*DESCRIPTION OF THE TASK*. From the data that follows, print exactly the lines starting at the one containing "The module fragment" and ending at the one containing "Suggestion: If we"; include both of them and nothing more.

*DATA FOR THIS TASK*.
PR #650, opened 2020-09-03
refactor(i18n): add footer translations to pt-br

oiagorodrigues:
Translated the Footer links to pt-BR.

image


debs-obrien:
Nice 😃

PR #716, opened 2021-03-26
Adding a unit test for module schema generation

MalikAtalla-AWS:
*Description of changes:*
Adding this over-assertive unit test for modules schema generation. Asserting on the exact schema that is currently generated for this fairly complex module, so that we have one more way of being notified when something about the schema generation changes. The schema generation is coupled to certain logic in the CFN server-side and we should be cautious when making changes.

The module fragment is taken from the official sample templates in the CFN documentation: https://docs.aws.amazon.com/AWSCloudFormation/latest/UserGuide/sample-templates-services-us-west-2.html#w2ab1c35c58c13c27

### DIFF
--- a/tests/fragments/test_generator.py
+++ b/tests/fragments/test_generator.py
@@ -42,6 +42,23 @@ def test_schema_generator(template_fragment, tmpdir):
     __validate_against_meta_schema(schema)
 
 
+def test_schema_generator_with_complex_real_module(template_fragment, tmpdir):
+    schema = __generate_schema("OpsWorks.json", template_fragment)
+    schema_file = tmpdir.join("schema.json")
+    assert os.path.exists(schema_file)
+    generated_schema = __read_file(schema_file)
+    expected_schema = __read_file(
+        os.path.join(directory, "../data/sample_fragments/OpsWorksSchema.json")
+    )
+    assert generated_schema == expected_schema
+    __validate_against_meta_schema(schema)
+
+
+def __read_file(fragment_file):
+    with open(fragment_file, "r", encoding="utf-8") as f:
+        return f.read()
+
+
 def test_schema_generation_param_without_description(template_fragment):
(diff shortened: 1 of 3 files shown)


tests/fragments/test_generator.py
```diff
@@ -42,6 +42,23 @@ def test_schema_generator(template_fragment, tmpdir):
...
 
+def test_schema_generator_with_complex_real_module(template_fragment, tmpdir):
+    schema = __generate_schema("OpsWorks.json", template_fragment)
+    schema_file = tmpdir.join("schema.json")
+    assert os.path.exists(schema_file)
+    generated_schema = __read_file(schema_file)
+    expected_schema = __read_file(
+        os.path.join(directory, "../data/sample_fragments/OpsWorksSchema.json")
+    )
+    assert generated_schema == expected_schema
```
priyanka-amzn, line 53: According to [this answer](https://www.quora.com/How-do-I-compare-two-JSON-files-in-Python?share=1) for "How do I compare two JSON files in Python?"
> the == operator on two dicts doesn’t compare the ordering of the keys. 

Suggestion: If we find the JSON diff and print it as an error log here in case of failure, that'll help us understand what changed.

MalikAtalla-AWS: These are not dicts. This is a simple string comparison.

MalikAtalla-AWS: Sorry, I thin I know what you're saying. I think it's not necessary to make the test pass when the order in the json is different. There is no reason for that to happen without an intentional change to the schema generation.

priyanka-amzn: > I think it's not necessary to make the test pass when the order in the json is different.

Got it 👍

priyanka-amzn (approved):

miparnisari (approved):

*ANSWER TO THE EXERCISE*.
The module fragment is taken from the official sample templates in the CFN documentation: https://docs.aws.amazon.com/AWSCloudFormation/latest/UserGuide/sample-templates-services-us-west-2.html#w2ab1c35c58c13c27

### DIFF
--- a/tests/fragments/test_generator.py
+++ b/tests/fragments/test_generator.py
@@ -42,6 +42,23 @@ def test_schema_generator(template_fragment, tmpdir):
     __validate_against_meta_schema(schema)
 
 
+def test_schema_generator_with_complex_real_module(template_fragment, tmpdir):
+    schema = __generate_schema("OpsWorks.json", template_fragment)
+    schema_file = tmpdir.join("schema.json")
+    assert os.path.exists(schema_file)
+    generated_schema = __read_file(schema_file)
+    expected_schema = __read_file(
+        os.path.join(directory, "../data/sample_fragments/OpsWorksSchema.json")
+    )
+    assert generated_schema == expected_schema
+    __validate_against_meta_schema(schema)
+
+
+def __read_file(fragment_file):
+    with open(fragment_file, "r", encoding="utf-8") as f:
+        return f.read()
+
+
 def test_schema_generation_param_without_description(template_fragment):
(diff shortened: 1 of 3 files shown)


tests/fragments/test_generator.py
```diff
@@ -42,6 +42,23 @@ def test_schema_generator(template_fragment, tmpdir):
...
 
+def test_schema_generator_with_complex_real_module(template_fragment, tmpdir):
+    schema = __generate_schema("OpsWorks.json", template_fragment)
+    schema_file = tmpdir.join("schema.json")
+    assert os.path.exists(schema_file)
+    generated_schema = __read_file(schema_file)
+    expected_schema = __read_file(
+        os.path.join(directory, "../data/sample_fragments/OpsWorksSchema.json")
+    )
+    assert generated_schema == expected_schema
```
priyanka-amzn, line 53: According to [this answer](https://www.quora.com/How-do-I-compare-two-JSON-files-in-Python?share=1) for "How do I compare two JSON files in Python?"
> the == operator on two dicts doesn’t compare the ordering of the keys. 

Suggestion: If we find the JSON diff and print it as an error log here in case of failure, that'll help us understand what changed.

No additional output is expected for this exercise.